Esbaforido e feliz, ele chega em casa. Salta rapidamente do carro, que nem tranca, e voa para dentro. Não fora à viagem programada. Pensando ir logo dar a notícia à mulher e abraçá-la, corre para o quarto. Empurra a porta apenas escorada e vê que dois corpos se enroscam sob o virol. Instintivamente o puxa e deixa a descoberto um homem nu “bombando” entre duas pernas dobradas e entreabertas.
─ Êpa, meu Deus!
─ Ah, Zé ─ volta-se o macho ─ sei que você não se importa mesmo com sua mulher!
O sangue sobe-lhe às ventas e, à força, Zé arranca aquele intruso de sua imaginada exclusividade.
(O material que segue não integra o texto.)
PR #311, opened 2018-05-14
Removed addition of statusCode to response objects

### LINKED ISSUE #308: Return values when using Promises plugin not correct
Please include the following information in your ticket.

- Cloudant (nodejs-cloudant) version(s) that are affected by this issue: Tested on 2.1.0 and 2.2.0
- Node version : v6.11.0
- A small code sample that demonstrates the issue.

This may be user error, but I'm struggling with the promises plugin.  Return values from a simple get seem to include a statusCode field in the body:

~~~~
const Cloudant = require('@cloudant/cloudant');
const cloudant = new Cloudant({ url: CDB_URL, plugins: [ 'promises', { retry: { retryDelayMultiplier: 4 } } ] });
    let db = cloudant.use("someDb");
    db.get("someId")
        .then((res) => {
            console.log(res)
       });
~~~~

The output would be something like:

{ endpoints: [],
  agentc:
   { switch:
      { certs: [Object],
        url: 'blah' } },
  statusCode: 200 }

which includes a statusCode.

The effects are worse when using attachments as db.attachment.get does not return a Byte stream, but an Object which includes a statusCode.

If I use regular callbacks, all works as expected.  Hopefully this is simple error on my part, but if someone could help me out that would be great.

smithsz:

## What
Removed addition of `statusCode` to response objects.

## Testing
Update existing unit test to assert object key length.

## Issues
Fixes #308.

### DIFF
--- a/CHANGES.md
+++ b/CHANGES.md
@@ -1,4 +1,5 @@
 # UNRELEASED
+- [FIXED] Removed addition of `statusCode` to response objects returned by promises.
 - [IMPROVED] Added support for IAM API key when initializing client with VCAP_SERVICES environment variable.
 
 # 2.2.0 (2018-04-30)
--- a/lib/client.js
+++ b/lib/client.js
@@ -205,7 +205,6 @@ class CloudantClient {
           if (data) {
             try {
               data = JSON.parse(data);
-              data.statusCode = response.statusCode;
             } catch (err) {}
           } else {
             data = { statusCode: response.statusCode };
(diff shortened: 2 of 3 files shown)


CHANGES.md
```diff
@@ -1,4 +1,5 @@
 # UNRELEASED
+- [FIXED] Removed addition of `statusCode` to response objects.
```
ricellis: append `returned by promises` ?

PR #324, opened 2018-06-13
Handle cases when username, password, and url exist during client creation

### LINKED ISSUE #323: Properly handle authentication when providing username, password, and url
- Cloudant (nodejs-cloudant) version: 2.3.0

We currently don't handle cases in `reconfigure.js` when constructing a client that contains username, password, and url.  One of these cases would be for authenticating against Cloudant Local.  As a workaround, you can pass the credentials in with the url (e.g. `http://user:password@host:port`).  This was discovered in #322.

emlaver:

## What

Properly handle cases when `username`, `password`, and `url` exist during client creation.  This issue was discovered when creating a client against Cloudant Local.

## How

- If `username`, `password`, and `url` exist during client creation, add `username` and `password` to `url`

## Testing
New test to assert that username and password are added to url in `reconfigure.js`.

## Issues

fixes #323

### DIFF
--- a/CHANGES.md
+++ b/CHANGES.md
@@ -1,4 +1,5 @@
 # UNRELEASED
+- [FIXED] Case where `username` and `password` options were not used if a `url` was supplied.
 
 # 2.3.0 (2018-06-08)
 - [FIXED] Removed addition of `statusCode` to response objects returned by promises.
--- a/lib/reconfigure.js
+++ b/lib/reconfigure.js
@@ -29,6 +29,9 @@ module.exports = function(config) {
   config = JSON.parse(JSON.stringify(config)); // clone
   var outUrl;
   var outCreds = {};
+  var options;
+  var username;
+  var password;
   // if a full URL is passed in
   if (config.url) {
     // parse the URL
@@ -58,6 +61,14 @@ module.exports = function(config) {
 
       // reconstruct the URL
       config.url = url.format(parsed);
+    } else {
+      options = getOptions(config);
+      username = options.username;
+      password = options.password;
+      if (username && password) {
+        config.url = parsed.protocol + '//' + encodeURIComponent(username) + ':' +
+                    encodeURIComponent(password) + '@' + parsed.host;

O “amigo” escapa e corre pelado em direção à rua.
Há uma mureta de aproximadamente um metro de altura em frente à calçada. Zé o persegue e quando o fugitivo vai saltá-la, tenta segurar-lhe os pés. O homem bate com a têmpora no meio-fio e um jato avermelhado, borbulhante, forma rapidamente a poça que lhe encharca os cabelos. Ali, nu, de bruços, resta imobilizado.
Zé volta ao quarto. Agora, em desespero, a esposa clama por perdão.
Com brutalidade, toma-a pela barriga, arranca-a da cama e, por trás, dobrando-lhe a cabeça até os joelhos, procura, repetidamente, esmagar-lhe o crânio no chão.
Súbito, outra ideia. Larga-a. Dirige-se ao criado de cabeceira, pega o trinta e oito, carregando-o com sete cartuchos.
─ Vou é lhe matar, sua puta!
Enquanto isso, ela escapa. Chega à porta da rua e embrenha-se por um terreno baldio com mato baixo, que se abre à frente.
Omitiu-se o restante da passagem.